The History and Sociology of Science Department

is pleased to announce

the addition of two new members to its faculty:

Stephanie Dick

Sebastián Gil-Riaño

Stephanie Dick holds a Ph.D. from Harvard University in the History of Science.  She is a Junior Fellow in the Society of Fellows, Harvard University. Her research and teaching examine the history of mathematics and computing. Stephanie is working on a book titled After Math: Reasoning, Proving, and Computing in the Postwar United States, that explores transformations in the character of mathematical knowledge and practice that accompanied the introduction of computers to the work of proof, long considered a unique and exemplary feat of human reasoning. Stephanie will join us in July 2017.

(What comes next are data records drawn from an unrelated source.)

PR #443, opened 2019-02-26
Support to enable Ironic on DevStack

iurygregory:
This PR adds the support to enable Ironic on DevStack.

To have ironic enable you need to set `ironic` in `enable_services`

Closes: theopenlab/openlab#195

### DIFF
--- a/roles/create-devstack-local-conf/tasks/main.yml
+++ b/roles/create-devstack-local-conf/tasks/main.yml
@@ -265,3 +265,38 @@
     executable: /bin/bash
   when:
     - '"ceph" in enable_services'
+
+- name: create devstack local conf with ironic enabled
+  shell:
+    cmd: |
+      set -e
+      set -x
+      cat << EOF >> /tmp/dg-local.conf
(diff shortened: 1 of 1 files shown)


roles/create-devstack-local-conf/tasks/main.yml
```diff
@@ -265,3 +265,38 @@
...
+  shell:
+    cmd: |
+      set -e
+      set -x
+      cat << EOF >> /tmp/dg-local.conf
+      enable_plugin ironic https://git.openstack.org/openstack/ironic
+      DEFAULT_INSTANCE_TYPE: baremetal
+      OVERRIDE_PUBLIC_BRIDGE_MTU: 1400
+      VIRT_DRIVER=ironic
+      BUILD_TIMEOUT=720
```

Sebastián Gil-Riaño holds a Ph.D. from the University of Toronto in the History and Philosophy of Science and Technology, and is currently a Postdoctoral Research Fellow at the University of Sydney.  His research and teaching examine the history of how scientific conceptions of human diversity have been assembled and contested and how the categories of race and sex become involved in the formation of knowledge and the making up of human identities.  Sebastian is completing a book titled Redemptive Journeys: Anti-Racism in Science During the Global Twentieth Century, which traces the transnational history of how scientists from Latin America, Australasia, Europe and North America overturned rigid biological conceptions of ‘race’ and crafted alternative sociocultural conceptions of human difference. Sebastián will join us in July 2016.